### The task
What is expected is a word-for-word copy of all the entries.

### Dataset extract

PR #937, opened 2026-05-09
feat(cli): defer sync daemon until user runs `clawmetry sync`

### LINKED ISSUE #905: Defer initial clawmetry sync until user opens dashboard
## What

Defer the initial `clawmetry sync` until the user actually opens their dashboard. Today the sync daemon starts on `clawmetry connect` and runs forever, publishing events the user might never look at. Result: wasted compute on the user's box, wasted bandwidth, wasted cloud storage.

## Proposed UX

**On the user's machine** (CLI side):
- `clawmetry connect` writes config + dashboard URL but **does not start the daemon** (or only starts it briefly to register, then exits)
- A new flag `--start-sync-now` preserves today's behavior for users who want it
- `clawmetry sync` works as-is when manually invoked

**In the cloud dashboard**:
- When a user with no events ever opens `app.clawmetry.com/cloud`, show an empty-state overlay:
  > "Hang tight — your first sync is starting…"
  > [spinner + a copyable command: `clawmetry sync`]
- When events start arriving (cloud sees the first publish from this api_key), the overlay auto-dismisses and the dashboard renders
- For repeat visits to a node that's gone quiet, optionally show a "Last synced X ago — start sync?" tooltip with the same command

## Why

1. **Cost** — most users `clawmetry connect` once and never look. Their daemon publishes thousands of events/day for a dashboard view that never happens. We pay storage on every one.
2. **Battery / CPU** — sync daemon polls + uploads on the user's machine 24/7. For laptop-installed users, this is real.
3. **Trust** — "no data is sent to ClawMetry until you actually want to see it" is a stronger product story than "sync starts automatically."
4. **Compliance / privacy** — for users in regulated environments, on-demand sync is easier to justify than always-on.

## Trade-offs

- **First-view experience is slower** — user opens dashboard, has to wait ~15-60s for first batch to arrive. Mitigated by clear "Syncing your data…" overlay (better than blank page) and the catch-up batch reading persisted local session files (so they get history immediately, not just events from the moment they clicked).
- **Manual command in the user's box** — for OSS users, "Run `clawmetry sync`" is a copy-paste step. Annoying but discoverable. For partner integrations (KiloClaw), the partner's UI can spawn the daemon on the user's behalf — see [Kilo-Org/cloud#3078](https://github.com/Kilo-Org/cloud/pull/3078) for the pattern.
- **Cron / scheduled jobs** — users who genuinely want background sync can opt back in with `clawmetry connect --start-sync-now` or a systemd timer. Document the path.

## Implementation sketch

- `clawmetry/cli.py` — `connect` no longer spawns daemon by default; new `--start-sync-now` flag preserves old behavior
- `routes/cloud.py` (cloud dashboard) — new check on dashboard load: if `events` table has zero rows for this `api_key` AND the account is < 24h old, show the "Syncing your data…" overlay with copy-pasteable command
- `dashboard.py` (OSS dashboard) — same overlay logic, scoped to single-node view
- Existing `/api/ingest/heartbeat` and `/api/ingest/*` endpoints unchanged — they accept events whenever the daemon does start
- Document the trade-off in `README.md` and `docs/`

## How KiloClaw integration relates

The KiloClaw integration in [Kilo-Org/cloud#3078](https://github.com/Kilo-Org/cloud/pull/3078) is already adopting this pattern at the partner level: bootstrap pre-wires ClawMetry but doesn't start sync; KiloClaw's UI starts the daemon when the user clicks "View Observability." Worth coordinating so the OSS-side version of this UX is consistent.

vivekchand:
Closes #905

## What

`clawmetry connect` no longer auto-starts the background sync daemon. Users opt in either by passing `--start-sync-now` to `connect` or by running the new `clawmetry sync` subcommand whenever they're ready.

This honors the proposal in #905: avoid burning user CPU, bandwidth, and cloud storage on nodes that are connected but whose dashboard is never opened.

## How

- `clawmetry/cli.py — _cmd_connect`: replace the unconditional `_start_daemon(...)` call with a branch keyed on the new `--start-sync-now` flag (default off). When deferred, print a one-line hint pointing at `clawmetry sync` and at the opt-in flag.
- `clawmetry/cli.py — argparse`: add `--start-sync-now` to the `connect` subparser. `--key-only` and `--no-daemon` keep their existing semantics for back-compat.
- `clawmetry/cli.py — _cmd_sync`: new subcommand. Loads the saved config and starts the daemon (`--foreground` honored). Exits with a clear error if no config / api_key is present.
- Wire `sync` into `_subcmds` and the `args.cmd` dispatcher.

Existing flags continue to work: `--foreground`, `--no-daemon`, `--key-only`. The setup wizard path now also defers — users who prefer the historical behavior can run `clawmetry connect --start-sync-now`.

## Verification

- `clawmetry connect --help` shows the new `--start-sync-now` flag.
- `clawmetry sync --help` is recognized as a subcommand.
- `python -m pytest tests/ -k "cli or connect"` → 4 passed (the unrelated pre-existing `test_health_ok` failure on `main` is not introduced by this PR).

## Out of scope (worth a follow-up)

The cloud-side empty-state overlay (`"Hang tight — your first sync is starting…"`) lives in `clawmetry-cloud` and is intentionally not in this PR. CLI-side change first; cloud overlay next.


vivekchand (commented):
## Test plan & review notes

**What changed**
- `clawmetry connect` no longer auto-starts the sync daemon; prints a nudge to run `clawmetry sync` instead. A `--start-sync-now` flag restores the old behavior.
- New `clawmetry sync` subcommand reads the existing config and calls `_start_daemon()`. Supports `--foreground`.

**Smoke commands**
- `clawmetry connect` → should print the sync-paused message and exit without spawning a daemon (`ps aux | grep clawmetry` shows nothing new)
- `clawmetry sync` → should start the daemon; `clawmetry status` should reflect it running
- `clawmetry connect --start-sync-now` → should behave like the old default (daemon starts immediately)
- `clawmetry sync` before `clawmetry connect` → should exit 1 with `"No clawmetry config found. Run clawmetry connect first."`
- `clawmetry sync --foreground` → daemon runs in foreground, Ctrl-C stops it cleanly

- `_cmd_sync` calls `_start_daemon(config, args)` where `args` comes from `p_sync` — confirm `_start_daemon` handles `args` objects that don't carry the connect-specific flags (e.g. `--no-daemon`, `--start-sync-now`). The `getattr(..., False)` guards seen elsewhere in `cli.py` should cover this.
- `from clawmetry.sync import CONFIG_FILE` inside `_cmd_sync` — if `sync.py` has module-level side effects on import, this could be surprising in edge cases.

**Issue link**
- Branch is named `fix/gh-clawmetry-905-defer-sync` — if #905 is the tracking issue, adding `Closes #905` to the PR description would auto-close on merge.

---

### Solution to the problem
PR #937, opened 2026-05-09
feat(cli): defer sync daemon until user runs `clawmetry sync`

### LINKED ISSUE #905: Defer initial clawmetry sync until user opens dashboard
## What

Defer the initial `clawmetry sync` until the user actually opens their dashboard. Today the sync daemon starts on `clawmetry connect` and runs forever, publishing events the user might never look at. Result: wasted compute on the user's box, wasted bandwidth, wasted cloud storage.

## Proposed UX

**On the user's machine** (CLI side):
- `clawmetry connect` writes config + dashboard URL but **does not start the daemon** (or only starts it briefly to register, then exits)
- A new flag `--start-sync-now` preserves today's behavior for users who want it
- `clawmetry sync` works as-is when manually invoked

**In the cloud dashboard**:
- When a user with no events ever opens `app.clawmetry.com/cloud`, show an empty-state overlay:
  > "Hang tight — your first sync is starting…"
  > [spinner + a copyable command: `clawmetry sync`]
- When events start arriving (cloud sees the first publish from this api_key), the overlay auto-dismisses and the dashboard renders
- For repeat visits to a node that's gone quiet, optionally show a "Last synced X ago — start sync?" tooltip with the same command

## Why

1. **Cost** — most users `clawmetry connect` once and never look. Their daemon publishes thousands of events/day for a dashboard view that never happens. We pay storage on every one.
2. **Battery / CPU** — sync daemon polls + uploads on the user's machine 24/7. For laptop-installed users, this is real.
3. **Trust** — "no data is sent to ClawMetry until you actually want to see it" is a stronger product story than "sync starts automatically."
4. **Compliance / privacy** — for users in regulated environments, on-demand sync is easier to justify than always-on.

## Trade-offs

- **First-view experience is slower** — user opens dashboard, has to wait ~15-60s for first batch to arrive. Mitigated by clear "Syncing your data…" overlay (better than blank page) and the catch-up batch reading persisted local session files (so they get history immediately, not just events from the moment they clicked).
- **Manual command in the user's box** — for OSS users, "Run `clawmetry sync`" is a copy-paste step. Annoying but discoverable. For partner integrations (KiloClaw), the partner's UI can spawn the daemon on the user's behalf — see [Kilo-Org/cloud#3078](https://github.com/Kilo-Org/cloud/pull/3078) for the pattern.
- **Cron / scheduled jobs** — users who genuinely want background sync can opt back in with `clawmetry connect --start-sync-now` or a systemd timer. Document the path.

## Implementation sketch

- `clawmetry/cli.py` — `connect` no longer spawns daemon by default; new `--start-sync-now` flag preserves old behavior
- `routes/cloud.py` (cloud dashboard) — new check on dashboard load: if `events` table has zero rows for this `api_key` AND the account is < 24h old, show the "Syncing your data…" overlay with copy-pasteable command
- `dashboard.py` (OSS dashboard) — same overlay logic, scoped to single-node view
- Existing `/api/ingest/heartbeat` and `/api/ingest/*` endpoints unchanged — they accept events whenever the daemon does start
- Document the trade-off in `README.md` and `docs/`

## How KiloClaw integration relates

The KiloClaw integration in [Kilo-Org/cloud#3078](https://github.com/Kilo-Org/cloud/pull/3078) is already adopting this pattern at the partner level: bootstrap pre-wires ClawMetry but doesn't start sync; KiloClaw's UI starts the daemon when the user clicks "View Observability." Worth coordinating so the OSS-side version of this UX is consistent.

vivekchand:
Closes #905

## What

`clawmetry connect` no longer auto-starts the background sync daemon. Users opt in either by passing `--start-sync-now` to `connect` or by running the new `clawmetry sync` subcommand whenever they're ready.

This honors the proposal in #905: avoid burning user CPU, bandwidth, and cloud storage on nodes that are connected but whose dashboard is never opened.

## How

- `clawmetry/cli.py — _cmd_connect`: replace the unconditional `_start_daemon(...)` call with a branch keyed on the new `--start-sync-now` flag (default off). When deferred, print a one-line hint pointing at `clawmetry sync` and at the opt-in flag.
- `clawmetry/cli.py — argparse`: add `--start-sync-now` to the `connect` subparser. `--key-only` and `--no-daemon` keep their existing semantics for back-compat.
- `clawmetry/cli.py — _cmd_sync`: new subcommand. Loads the saved config and starts the daemon (`--foreground` honored). Exits with a clear error if no config / api_key is present.
- Wire `sync` into `_subcmds` and the `args.cmd` dispatcher.

Existing flags continue to work: `--foreground`, `--no-daemon`, `--key-only`. The setup wizard path now also defers — users who prefer the historical behavior can run `clawmetry connect --start-sync-now`.

## Verification

- `clawmetry connect --help` shows the new `--start-sync-now` flag.
- `clawmetry sync --help` is recognized as a subcommand.
- `python -m pytest tests/ -k "cli or connect"` → 4 passed (the unrelated pre-existing `test_health_ok` failure on `main` is not introduced by this PR).

## Out of scope (worth a follow-up)

The cloud-side empty-state overlay (`"Hang tight — your first sync is starting…"`) lives in `clawmetry-cloud` and is intentionally not in this PR. CLI-side change first; cloud overlay next.


vivekchand (commented):
## Test plan & review notes

**What changed**
- `clawmetry connect` no longer auto-starts the sync daemon; prints a nudge to run `clawmetry sync` instead. A `--start-sync-now` flag restores the old behavior.
- New `clawmetry sync` subcommand reads the existing config and calls `_start_daemon()`. Supports `--foreground`.

**Smoke commands**
- `clawmetry connect` → should print the sync-paused message and exit without spawning a daemon (`ps aux | grep clawmetry` shows nothing new)
- `clawmetry sync` → should start the daemon; `clawmetry status` should reflect it running
- `clawmetry connect --start-sync-now` → should behave like the old default (daemon starts immediately)
- `clawmetry sync` before `clawmetry connect` → should exit 1 with `"No clawmetry config found. Run clawmetry connect first."`
- `clawmetry sync --foreground` → daemon runs in foreground, Ctrl-C stops it cleanly

- `_cmd_sync` calls `_start_daemon(config, args)` where `args` comes from `p_sync` — confirm `_start_daemon` handles `args` objects that don't carry the connect-specific flags (e.g. `--no-daemon`, `--start-sync-now`). The `getattr(..., False)` guards seen elsewhere in `cli.py` should cover this.
- `from clawmetry.sync import CONFIG_FILE` inside `_cmd_sync` — if `sync.py` has module-level side effects on import, this could be surprising in edge cases.

**Issue link**
- Branch is named `fix/gh-clawmetry-905-defer-sync` — if #905 is the tracking issue, adding `Closes #905` to the PR description would auto-close on merge.

---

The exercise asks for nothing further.